What is being asked:
Copy exactly the lines that run from the line containing "Added deploy script for minio" to the end of the material below, both ends included.

Data:
┌──
PR #4521, opened 2023-02-27
Added deploy script for minio

coderonline:
This is useful to have acme.sh running as a cronjob. I am using it in a FreeBSD jail to keep everything together in one place. At the time of writing minio required a certain format for its certificate. While I have not retested if this is really needed any more, the openssl conversion brings the certificates in a format, which still works in my setup. In one of my code comments I have linked the minio documentation, because it has more information which cipher suites are actually supported. I am not sure if I will be able to actively maintain this script, because I am not actively using minio at the moment.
└──
Expected answer:
Added deploy script for minio

coderonline:
This is useful to have acme.sh running as a cronjob. I am using it in a FreeBSD jail to keep everything together in one place. At the time of writing minio required a certain format for its certificate. While I have not retested if this is really needed any more, the openssl conversion brings the certificates in a format, which still works in my setup. In one of my code comments I have linked the minio documentation, because it has more information which cipher suites are actually supported. I am not sure if I will be able to actively maintain this script, because I am not actively using minio at the moment.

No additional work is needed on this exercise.